PR #15628, opened 2023-01-11
Update kvm docker machine base image

spowelljr:
- Updated `without_lxc` to `libvirt_without_lxc` as per https://gitlab.com/libvirt/libvirt-go-module/-/merge_requests/34
- Updated base image of `docker-machine-driver-kvm2-amd64` builder from Ubuntu 16.04 to Ubuntu 20.04 to fix libvirt build error
- Added `docker system prune -a --volumes -f` to cross build to clear out previous run artifacts

This makes the build on https://github.com/kubernetes/minikube/pull/15537 complete

### DIFF
--- a/.github/workflows/functional_verified.yml
+++ b/.github/workflows/functional_verified.yml
@@ -46,7 +46,6 @@ jobs:
         run: |
           sudo apt-get update
           sudo apt-get install -y libvirt-dev
-          ls -la ./out
           MINIKUBE_BUILD_IN_DOCKER=y make cross e2e-cross debs
           strings out/docker-machine-driver-kvm2-amd64 | grep ^LIBVIRT | sort
           shasum -a 256 out/docker-machine-driver-kvm2-amd64
--- a/.github/workflows/functional_verified.yml
+++ b/.github/workflows/functional_verified.yml
@@ -46,10 +46,16 @@ jobs:
         run: |
           sudo apt-get update
           sudo apt-get install -y libvirt-dev
+          ls -la ./out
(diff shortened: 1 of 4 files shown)


spowelljr:
There seems there might be something weird going on in CI.

If I build the `docker-machine-driver-kvm2-amd64` binary locally (but through docker) the libvirt version is 6.0.0, which is expected.

But if I download https://storage.googleapis.com/minikube-builds/15628/docker-machine-driver-kvm2-amd64 the libvirt version is still old (1.2.19). However the LXC versions are correctly removed, so the build is successful but it's like it's using an old version of the image (Ubuntu 16) to build the with.

Investigating what might be going on

spowelljr:
With debugging I was able to confirm that the file contains the expected libvirt version in CI, but the uploaded file has a different libvirt version, will continue investigating

spowelljr:
Confirmed that the binary shasum doesn't match the file uploaded
`276b2b9060f961071b5531c81749064ca8783fc1b577e1e2b8db9a323d51daff  out/docker-machine-driver-kvm2-amd64`
`be3d176c1eb1ad0ea8b738466339d2469679119667bbd2925cad4efd80e06a6d  ./docker-machine-driver-kvm2-amd64`

spowelljr:
Discovered the root of the problem, we aren't purging Docker on build in Jenkins so when is checks for the existing image it exists and doesn't rebuild it, resulting in my Dockerfile changes not being built and used. Will remove all the debugging changes and update CI to purge Docker on start.

medyagh (approved):

PR #15642, opened 2023-01-13
Use absolute path when calling crictl version

afbjorklund:
Some legacy systems don't have /usr/local/bin in secure_path

So they are not able to find any locally installed tools...

Regression:

* https://github.com/kubernetes/minikube/pull/6220

### DIFF
--- a/pkg/minikube/node/start.go
+++ b/pkg/minikube/node/start.go
@@ -471,8 +471,15 @@ func waitForCRIVersion(runner cruntime.CommandRunner, socket string, wait int, i
 
 	klog.Infof("Will wait %ds for crictl version", wait)
 
+	cmd := exec.Command("which", "crictl")
+	rr, err := runner.RunCmd(cmd)
+	if err != nil {
+		return err
+	}
+	crictl := strings.TrimSuffix(rr.Stdout.String(), "\n")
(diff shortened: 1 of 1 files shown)


pkg/minikube/node/start.go
```diff
@@ -471,8 +471,15 @@ func waitForCRIVersion(runner cruntime.CommandRunner, socket string, wait int, i
 
 	klog.Infof("Will wait %ds for crictl version", wait)
 
+	cmd := exec.Command("which", "crictl")
+	rr, err := runner.RunCmd(cmd)
+	if err != nil {
+		return err
+	}
+	crictl := strings.TrimSuffix(rr.Stdout.String(), "\n")
```
medyagh, line 479: maybe use  "TrimSpace" ? for removing all sort of unexpected spaces ?

medyagh (approved):
Looks good but would look better with TrimSpace

pkg/minikube/node/start.go
afbjorklund: There is no whitespace expected, except for the newline from the `which` command

```console
$ which crictl | cat -vte
/usr/local/bin/crictl$
```

PR #15646, opened 2023-01-13
Add check for Docker Desktop 4.16.0

spowelljr:
```
$ docker version --format {{.Server.Platform.Name}}
Docker Desktop 4.16.0 (95345)

$ ./out/minikube start --driver docker

💣  Exiting due to PROVIDER_DOCKER_DESKTOP_VERSION_BAD: Docker Desktop 4.16.0 has a regression that prevents minikube from starting
💡  Suggestion: Update Docker Desktop to 4.16.1 or greater

```

### DIFF
--- a/pkg/minikube/registry/drvs/docker/docker.go
+++ b/pkg/minikube/registry/drvs/docker/docker.go
@@ -137,7 +137,10 @@ func status() (retState registry.State) {
 
 	klog.Infof("docker version: %s", o)
 	if !viper.GetBool("force") {
-		s := checkDockerVersion(strings.TrimSpace(string(o))) // remove '\n' from o at the end
+		if s := checkDockerDesktopVersion(); s != nil {
+			return *s
+		}
+		s := checkDockerEngineVersion(strings.TrimSpace(string(o))) // remove '\n' from o at the end
 		if s.Error != nil {
 			return s
 		}
@@ -159,7 +162,7 @@ func status() (retState registry.State) {
 	return checkNeedsImprovement()
 }
 
-func checkDockerVersion(o string) registry.State {
+func checkDockerEngineVersion(o string) registry.State {
 	parts := strings.SplitN(o, "-", 2)
 	if len(parts) != 2 {
 		return registry.State{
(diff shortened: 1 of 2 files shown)


pkg/minikube/registry/drvs/docker/docker.go
```diff
@@ -240,6 +243,35 @@ func checkDockerVersion(o string) registry.State {
 		Doc:              docURL + "#requirements"}
 }
 
+func checkDockerDesktopVersion() *registry.State {
```
medyagh, line 246: can we ensure not to call the docker version command two times ? (since it takes 2-3 seconds)

we had this CachedVersion mechanisim in the past, 

I recommend getting the version in a struct once that has everything, and we can get the fields from the struct.

something like this
https://github.com/medyagh/minikube/blob/4d631bab7e32635a90afbbe6a8677e675be7d69c/pkg/drivers/kic/oci/info.go#L47

medyagh (changes requested):

pkg/minikube/registry/drvs/docker/docker.go
spowelljr: The command only takes 133ms on my machine
```
$ time docker version --format {{.Server.Platform.Name}}
Docker Desktop 4.16.0 (95345)

real	0m0.133s
user	0m0.054s
sys	0m0.036s
```

But can definitely implement using a cached version

spowelljr: Done

pkg/minikube/registry/drvs/docker/docker.go
```diff
@@ -102,7 +102,7 @@ func status() (retState registry.State) {
 	ctx, cancel := context.WithTimeout(context.Background(), 6*time.Second)
 	defer cancel()
 
-	cmd := exec.CommandContext(ctx, oci.Docker, "version", "--format", "{{.Server.Os}}-{{.Server.Version}}")
+	cmd := exec.CommandContext(ctx, oci.Docker, "version", "--format", "{{.Server.Os}}-{{.Server.Version}}:{{.Server.Platform.Name}}")
```
medyagh, line 105: will this fail on Docker Linux without DD ?

medyagh (approved):

pkg/minikube/registry/drvs/docker/docker_test.go
```diff
@@ -135,8 +135,8 @@ func TestCheckDockerVersion(t *testing.T) {
 	}...)
 
 	for _, c := range tc {
-		t.Run("checkDockerVersion test", func(t *testing.T) {
-			s := checkDockerVersion(c.version)
+		t.Run("checkDockerEngineVersion test", func(t *testing.T) {
```
medyagh, line 138: will this test be skipped if docker is not in the path?

spowelljr: No, but this function doesn't interact with Docker, a version is passed to it and it returns the driver status based on the version.

For example, if the version passed in is older than the minimum required version, return needs update in the driver status.

pkg/minikube/registry/drvs/docker/docker.go
spowelljr: No, it returns `Docker Engine - Community` for `{{.Server.Platform.Name}}`

pkg/minikube/registry/drvs/docker/docker_test.go
medyagh: looks good to me

PR #15668, opened 2023-01-19
Updates knative minimum resource requirements

psschwei:
Signed-off-by: Paul S. Schweigert <paul@paulschweigert.com>

We currently recommend a minimum of 3 GB RAM / 3 CPUs when running Knative on minikube, so this PR updates the minikube FAQ to use those recommendations. 

(my guess is the 6 CPU / 8G ram is from when istio was a hard requirement, but that hasn't been the case for a while now)

xref: https://github.com/knative-sandbox/kn-plugin-quickstart/issues/382


spowelljr (approved):
Thanks for the doc update

Issue #15677, opened 2023-01-21
validate KicBase cache by contentDigest


x7upLime:
Currently the main difficulty we found in moving to a less docker-centric approach, 
is the the fact that the current cache-invalidation mechanism 
is based upon image digest(a.k.a. ditributionDigest, a.k.a. registry reference) verification,
and that this information is not maintained in the container image itself(kicBase cache works using tarballs)
and it seems like any container engine has its own idea on how that information should be stored/retrieved.

Since this mechanism for cache-invalidation already caused quite some headache,
and the idea of dropping this mechanism for cache-invalidation has been expressed a couple of times...
https://github.com/kubernetes/minikube/pull/15491#issuecomment-1356245842
https://github.com/google/go-containerregistry/issues/895#issuecomment-753467607

I'd propose to change the cache invalidation mechanism first, to something based on 
contentDigest(a.k.a. imageId), before trying to change the cache-access mechanism from the
kicDriver perspective. I'm sure then it'll be easier to solve a number of issues.

[+] refs:
https://windsock.io/explaining-docker-image-ids/ (contentDigest vs. distributionDigest)
https://stackoverflow.com/questions/45533005/why-digests-are-different-depend-on-registry (same as above..)
https://github.com/distribution/distribution/issues/1662#issuecomment-213079540 -- (contentDigest is content-addressable)
https://github.com/google/go-containerregistry/issues/895#issuecomment-753521526 (distributionDigest is not reliable)

afbjorklund:
The kicbase cache is just an internal thing, similar to the iso cache. And minikube can do whatever with it.

`gcr.io/k8s-minikube/kicbase:v0.0.36`

`minikube-v1.28.0-amd64.iso`

It can store the digest in some side channel, it can do sha256 on the kicbase tarball. And then verify it, itself.

```
.minikube/cache/kic/amd64/kicbase_v0.0.36@sha256_8debc1b6a335075c5f99bfbf131b4f5566f68c6500dc5991817832e55fcc9456.tar
```

---

For `kind`, the digest is needed since they include kubernetes inside the image as well as the node image.
So if you update the node image or other internals, but keep the same k8s version - you bump the digest.

kindest/node:v1.25.3@sha256:f52781bc0d7a19fb6c405c2af83abfeb311f130707a0e219175677e366cc45d1

kindest/node:v1.25.3@sha256:f1de3b0670462f43280114eccceab8bf1b9576d2afe0582f8f74529da6fd0365

[...]

PR #15491, opened 2022-12-10
KicDriver -- less docker-centric driver approach

x7upLime:
Some code refactoring to make the driver(podman/docker.. now KicDriver) interactions less docker centric.
Tries to simplify the ..DownloadkicBaseImage code in the startup process.
Adds distinction from minikube cache to kicDriver cache in comments/signatures
Adds output steps for transparency on the kicbase download process:
  -- before
> 😄  minikube v1.28.0 on Ubuntu 22.10
>    ▪ MINIKUBE_ROOTLESS=true
> ✨  Using the podman driver based on existing profile
> 👍  Starting control plane node minikube in cluster minikube
> 🚜  Pulling base image ...
> E1210 20:45:42.709990 2392963 cache.go:203] Error downloading kic artifacts:  not yet implemented, see issue #8426
> 🔥  Creating podman container (CPUs=2, Memory=8000MB) .../ ^C

   -- after
> 😄  minikube v1.28.0 on Ubuntu 22.10
> ✨  Using the docker driver based on user configuration
> 📌  Using Docker driver with root privileges
> 👍  Starting control plane node minikube in cluster minikube
> 🚜  Pulling base image to minikube cache ...
> ⌛  Loading cached image to KicDriver...
> f4462d5b2da2: Loading layer [==================================================>]  28.58MB/28.58MB
> f8c9b9e134e5: Loading layer [==================================================>]     289B/289B
> f0cc48ff0767: Loading layer [==================================================>]     287B/287B
> a0d1a19e49c4: Loading layer [==================================================>]     255B/255B
> a46401d0288f: Loading layer [==================================================>]     823B/823B
> ...
> Loaded image ID: sha256:fc27a248bc74ebfeee6e23949796c0207c7892e924b780fcd7204ed3e09ea2a3
> 💾  Downloading digest-specific layer to KicDriver...
> 🔥  Creating docker container (CPUs=2, Memory=8000MB) ...\ ^C

(fixes = "it-tries-to-fix")
fixes #13509
fixes #8426 // even if already closed..
fixes #14664

PR #15678, opened 2023-01-21
cache-invalidation based on image's contentDigest(a.k.a. imageId)

x7upLime:
In order to accomplish contentDigest-based cache-invalidation,
this proposes a very simple mechanism based on cache's filesystem:

KicDriver's stored images are checked against the cache based on contentDigest,
the contentDigest from the cached image is retrieved reading the manifest.json file inside the tarball,
the tarball is selected based on sanitized image name.

related to #15677 
solves #currently_nothing.. but would facilitate the work in accomplishing #15491 
and solving related issues..

### DIFF
--- a/pkg/drivers/kic/types.go
+++ b/pkg/drivers/kic/types.go
@@ -26,8 +26,8 @@ const (
 	// Version is the current version of kic
 	Version = "v0.0.36-1674600772-15703"
 
-	// SHA of the kic base image
-	baseImageSHA = "2d98ad015e4d4e62e5732f2fee3fee64134bacf791a9271872bbd57d47937d5f"
+	// SHA of compressed image, used as a registry reference
+	distributionDigest = "2d98ad015e4d4e62e5732f2fee3fee64134bacf791a9271872bbd57d47937d5f"
 	// The name of the GCR kicbase repository
 	gcrRepo = "gcr.io/k8s-minikube/kicbase-builds"
 	// The name of the Dockerhub kicbase repository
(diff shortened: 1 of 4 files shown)


pkg/drivers/kic/types.go
```diff
@@ -23,11 +23,13 @@ import (
 )
 
 const (
-	// Version is the current version of kic
+	// Version is the current version of kic -- also used as image tag
 	Version = "v0.0.36-1673540226-15630"
 
-	// SHA of the kic base image
-	baseImageSHA = "03c9592728381094cbd0ff9603f75ae6b485dd7a390c3e35f02ae5ec10f2f3ad"
+	// SHA of compressed image, used as a registry reference -- more reliable than a tag
```
afbjorklund, line 29: For the minikube images, there is nothing that makes the digests more reliable than the tags.

pkg/drivers/kic/types.go
```diff
@@ -23,11 +23,13 @@ import (
...
+	distributionDigest = "03c9592728381094cbd0ff9603f75ae6b485dd7a390c3e35f02ae5ec10f2f3ad"
+	// SHA of SHAS of individual image layers -- content addressable
+	ContentDigest = "243d3449b30fd2029b685cafa1191f13fbce109441e8c74001ff370d444b1927"
```
afbjorklund, line 32: You would need one such Id per architecture, the one shown here is for a single architecture.

afbjorklund (changes requested):

pkg/drivers/kic/types.go
x7upLime: I meant it in a general way: a tag can theoretically point to another (newer?)image, possibly breaking workflows.
minikube could not have this kind of problem.

pkg/drivers/kic/types.go
x7upLime: removed ContentDigest on the last commit..
as commit message points out, it is an unnecessary information here.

------------------------------------

== Try it ==
Print exactly the lines from the beginning of the entries through the line with "- Updated base". Output nothing more.

== Solution below ==
PR #15628, opened 2023-01-11
Update kvm docker machine base image

spowelljr:
- Updated `without_lxc` to `libvirt_without_lxc` as per https://gitlab.com/libvirt/libvirt-go-module/-/merge_requests/34
- Updated base image of `docker-machine-driver-kvm2-amd64` builder from Ubuntu 16.04 to Ubuntu 20.04 to fix libvirt build error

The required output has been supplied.